"At any rate," said Maurice, whose intelligence was swelling visibly, "you will grant me that religion prevents much profligacy and crime?"
"Except when it promotes crime—as, for instance, the murder of Iphigenia."
"Arcade," exclaimed Maurice, "when I hear you argue, I rejoice that I am not an intellectual."
Meanwhile Théophile, with his head bent over the piano, his face hidden by the long fair veil of his hair, bringing down from on high his inspired hands on to the keys, was playing and singing the full score of Aline, Queen of Golconda.
Prince Istar used to come to their friendly reunions, his pockets filled with bombs and bottles of champagne, both of which he owed to the liberality of Baron Everdingen. Bouchotte received the Kerûb with pleasure, since she saw in him the witness and the trophy of the victory she had gained on the little flowered couch. He was to her as the severed head of Goliath in the hands of the youthful David. And she admired the prince for his cleverness as an accompanist, his vigour, which she had subdued, and his prodigious capacity for drink.
One night, when young d'Esparvieu took his angel home in his car from Bouchotte's house to the lodgings in the Rue St. Jacques, it was very dark; before the door the diamond in the spy's necktie glittered like a beacon; three cyclists standing in a group under its rays made off in divers directions at the car's approach. The angel took no notice, but Maurice concluded that Arcade's movements interested various important people in the State. He judged the danger to be pressing, and at once made up his mind.

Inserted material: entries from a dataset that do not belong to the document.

PR #31176, opened 2026-08-07
fix(playwright): retry swallowed antd menu clicks in alert helpers

ShaileshParmar11:
## Describe your changes

Fixes the `Flow/ObservabilityAlerts.spec.ts:281` **"Table alert"** failure — the only failure in an 815-test 2.0 nightly shard ([run 31157132424](https://github.com/open-metadata/OpenMetadata/actions/runs/31157132424), `868a9786`).

### Root cause

Both attempts of that test failed, in two different places, with the same shape: **a click on an antd menu item is dispatched successfully but React's handler never runs**, so the app never changes state and the one-shot wait that follows spends the entire test budget on something that was never going to happen.

The antd `Dropdown`/`Menu` opens with a `slide-up` motion. Playwright's `stable` actionability check clears once the bounding box holds for two animation frames, which the tail of the cubic-bezier ease satisfies while the transform is still running — so `mousedown` and `mouseup` land on different nodes and the browser never synthesises a `click`. Critically, `locator.click()` retries *actionability* but never the *effect*, so a lost click is never redone.

| | Attempt 1 | Attempt 2 (retry) |
|---|---|---|
| Helper | `inputBasicAlertInformation` | `visitObservabilityAlertPage` |
| Lost click | source dropdown option | sidebar → Alerts |
| Symptom | `source-select` never rendered → `toHaveText` burned 15s | never navigated → `beforeEach` hung 57s, hit the 60s timeout |

The DOM snapshot at failure confirms it: the **"Add Source" button is still rendered**, the menu is **still open** with all 8 options, and Filters/Trigger/Destination are all still `disabled` — `resources` was never set.

**Timing evidence.** Seven invocations of `inputBasicAlertInformation` in that one run, measured menu-open → click-complete:

| Test | open + click | Result |
|---|---:|---|
| **Table alert** | **149 + 192 = 341ms** | ❌ |
| Data Contract Name filter | 94 + 312 = 406ms | ✅ |
| Alert operations (also `table-option`) | 253 + 212 = 465ms | ✅ |
| Test Suite alert | 58 + 445 = 503ms | ✅ |
| Pipeline Alert | 105 + 481 = 586ms | ✅ |
| Test case alert | 152 + 529 = 681ms | ✅ |
| Ingestion Pipeline alert | 331 + 442 = 773ms | ✅ |

The single failure is the fastest sequence in the run, 65ms below the next fastest — same helper, same page, same worker.

### The fix

Retry the *selection* and the *navigation* themselves, in `expect(...).toPass()` loops, instead of hoping one click lands. Two details:

- The `isVisible()` probes are **branch conditions inside the retry loop**, not assertions — they don't reintroduce the non-waiting-assertion anti-pattern. The assertions are `toBeVisible` / `waitForURL`.
- The dropdown retry gates on the **option** rather than on `drop-down-menu`, because that testid is also used by `SearchDropdown.tsx`; probing it unscoped would be a strict-mode hazard.
- In `visitObservabilityAlertPage` the `waitForResponse` promise stays armed **once, outside** the loop (re-arming per attempt would miss a response that already landed), with a timeout that outlives the retry budget.

## Type of change

## Tests

Validated against a local 2.0 server on `:8585` with a fault-injection harness that deterministically reproduces the swallowed click (a document-capture listener that eats the first click on a given selector). Each pair is a controlled experiment — the pre-fix sequence is inlined and must keep failing, proving the injected fault is still active and still lethal:

| Stage | Source dropdown | Sidebar nav |
|---|---|---|
| Repro reproduces the CI error | ✅ identical (`toHaveText` → `element(s) not found`, 15s) | ✅ identical |
| Pre-fix sequence, fault injected | ❌ fails 18.3s | ❌ fails 16.7s |
| **Fixed helper, same fault** | ✅ **passes 8.2s** | ✅ **passes 13.1s** |

Regression, no fault injected — `ObservabilityAlerts.spec.ts` + `NotificationAlerts.spec.ts` (all six callers of `inputBasicAlertInformation`):

```
16 passed, 0 failed, 0 flaky   (222.7s)
  ✓ Table alert                 13380ms
  ✓ Pipeline Alert              27558ms
  ✓ Ingestion Pipeline alert    15696ms
  ✓ Test case alert             17870ms
  ✓ Test Suite alert            14436ms
  ✓ Single Filter Alert         36017ms
  ✓ Multiple Filters Alert      24632ms
  ... (+9)
```

`tsc`, `eslint`, and `prettier` clean on both touched files.

The repro harness itself is deliberately **not** included — it lives outside `testDir`, so committed it would be documentation that no gate enforces.

## Note

This test is not new-flaky: it shows as flaky in 2 of 3 sampled 2.0 runs and 1/14 in the nightly baseline, single fingerprint — so this one fix should retire it.


Rohit0301 (dismissed):

ShaileshParmar11:
### Follow-up: the first CI run never exercised this change

@ShaileshParmar11 spotted that [run 31170086001](https://github.com/open-metadata/OpenMetadata/actions/runs/31170086001?pr=31176) went green without running either alert spec. That is real, and it is a selector gap rather than a fluke.

`select_playwright_tests.py` classifies `playwright/utils/**` as `sharedInfrastructure`, which adds the fixed **smoke + canary** sets (the 21 selectors in that run). It then walks `mappings` for impact-based coverage. The mapping that owns the alert specs lists app sources plus exactly one playwright helper:

```
openmetadata-ui/src/main/resources/ui/playwright/utils/incidentManager.ts
```

`alert.ts`, `observabilityAlert.ts` and `notificationAlert.ts` were missing, so the two changed files matched **zero** mappings. And because `sharedInfrastructure` already marks a path as "mapped", the `unmappedChange` canary fallback did not fire either. The run's own selection artifact confirms it:

```json
{ "sharedInfrastructureChanged": true,
  "unmappedFiles": [],
  "directChangedSpecs": [],
  "changedFiles": ["...playwright/utils/alert.ts",
                   "...playwright/utils/observabilityAlert.ts"] }
```

Added in `096575a`: the three helpers now sit alongside the existing `incidentManager.ts` entry. Verified by running the selector locally over this PR's changed files:

```
mode: targeted | selected: 21 -> 53
  + playwright/e2e/Flow/ObservabilityAlerts.spec.ts
  + playwright/e2e/Flow/NotificationAlerts.spec.ts
  + playwright/e2e/Features/DataQuality/**            (26 specs)
  + playwright/e2e/Features/IncidentManager*.spec.ts
  + playwright/e2e/Pages/TestSuite*.spec.ts
```

Two notes for reviewers:

- **Cost.** That mapping bundles DataQuality + IncidentManager + alerts because they share backend surface, so any future PR touching these helpers now pulls ~32 extra specs. That is the existing mapping's design — this change only adds sources to it — but it is a deliberate trade worth naming.
- **This PR was never going to merge unvalidated.** `full_event = args.event_name in {"merge_group", "schedule"}`, so the merge queue runs the complete suite regardless. The gap was that the *PR check itself* gave no signal, and that every future PR touching these helpers would have inherited the same blind spot.

This commit is self-validating: it changes `.github/playwright/**`, so this run re-selects using the new map and should now show both alert specs executing.

Rohit0301 (approved):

The next morning he came to seek the suspect, to take him to the Rue de Rome. The angel was in bed. Maurice urged him to dress and to follow him.
"Come," said he. "This house is no longer safe for you. You are watched. One of these days you will be arrested. Do you wish to sleep in gaol? No? Well, then, come. I will put you in a safe place."
The spirit smiled with some little compassion on his naïve preserver.
"Do you not know," he said, "that an angel broke open the doors of the prison where Peter was confined, and delivered the apostle? Do you believe me, Maurice, to be inferior in power to that heavenly brother of mine, and do you suppose that I am unable to do for myself what he did for the fisherman of the lake of Tiberias?"